All my drivers are updated (video card, tv) and I'm still getting unclear fonts at high resolution. What can I do? What other information do I need to provide? Did I buy the wrong monitor to do what I want it to do?

Link to TV on Toshiba's website: Toshiba 32C120U 32" Class 720P HD LCD TV

My video card: Nvidia GeForce 8300 GTX

Thanks,
Dave


----------



## etaf (Dec 28, 2008)

*Re: Toshiba 32C12OU Resolution Issues*

i suspect that may not be the native resolution for the TV with a PC input

possibly try 1280 x 1024 , 1360 x 768 , 1280 x 768 see if look better
looking at the user manual here Page 122
http://www.homedepot.com/catalog/pdfImages/ad/ad80339d-ede8-4f21-8b52-52fdb0c8ffeb.pdf

do you have a VGA output on the PC _ you may try the PC input on the TV and see if that works better


----------



## dsbaker2 (Jan 14, 2013)

*Re: Toshiba 32C12OU Resolution Issues*



etaf said:


> i suspect that may not be the native resolution for the TV with a PC input
> 
> possibly try 1280 x 1024 , 1360 x 768 , 1280 x 768 see if look better
> looking at the user manual here Page 122
> ...


They do look better at bigger resolutions but I hardly have room to open two windows at the same time. 

I only have DVI output on the PC and VGA input on the monitor. I tried going that route (DVI to VGA) and it was too big for my taste. 

I'm beginning to suspect that my GPU isn't good enough to support the resolution.


----------



## etaf (Dec 28, 2008)

*Re: Toshiba 32C12OU Resolution Issues*



> I'm beginning to suspect that my GPU isn't good enough to support the resolution.
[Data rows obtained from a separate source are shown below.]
PR #793, opened 2025-08-14
MF-790 - Asynchronously send e-mails from service methods

### LINKED ISSUE #790: Asynchronously send e-mails from service methods
Service methods which send e-mails (such as those for self-registration or password reset) currently do so synchronously, blocking the incoming HTTP/gRPC request that initiated them and thus making the user wait more than is necessary.

We should try and send the e-mails asynchronously, probably in a separate goroutine.

bool3max:
Addresses #790 by calling e-mail related methods from goroutines from within service methods.

However, I've got a question. As we're no longer propagating errors from e-mail related methods *outside* of the service methods that call them (because they're now called from goroutines), the HTTP logging middleware doesn't pick up on potential errors and sending emails can fail "silently" -- see for example [here](https://github.com/bool3max/mainflux/blob/8fca1883a98c702555f5e276b91013b12e8f08be/users/service.go#L501): the `error` return value from `svc.SendPasswordReset` never makes it out of `GenerateResetToken`.

One potential solution is to employ a "logging middleware", similar to that used by HTTP API handlers and services, but for the [`Emailer`](https://github.com/bool3max/mainflux/blob/8fca1883a98c702555f5e276b91013b12e8f08be/users/emailer.go#L7). 

Another slightly simpler one is to make the [concrete implementation of `Emailer`](https://github.com/bool3max/mainflux/blob/8fca1883a98c702555f5e276b91013b12e8f08be/users/emailer/emailer.go#L20) accept a `logger` and let it log errors from its methods, itself.

Thoughts?

### DIFF
--- a/cmd/users/main.go
+++ b/cmd/users/main.go
@@ -292,14 +292,31 @@ func newService(db *sqlx.DB, tracer opentracing.Tracer, ac protomfx.AuthServiceC
 	userRepo := tracing.UserRepositoryMiddleware(postgres.NewUserRepo(database), tracer)
 	verificationRepo := tracing.VerificationRepositoryMiddleware(postgres.NewEmailVerificationRepo(database), tracer)
 
-	emailer, err := emailer.New(c.host, &c.emailConf)
+	svcEmailer, err := emailer.New(c.host, &c.emailConf)
 	if err != nil {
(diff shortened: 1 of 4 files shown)


bool3max:
The problem has been solved by implementing logging & metrics middlewares for the `users.Emailer` implementation.

manuio (approved):
LGTM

 it may be the TV native resolution


----------



## dsbaker2 (Jan 14, 2013)

*Re: Toshiba 32C12OU Resolution Issues*



etaf said:


> it may be the TV native resolution


Dang. Well thanks for the help! :banghead:


----------



## dsbaker2 (Jan 14, 2013)

*Re: Toshiba 32C12OU Resolution Issues*

Just an update, sent the TV back to Amazon. Thanks for the help, I'll be doing more research next time!


----------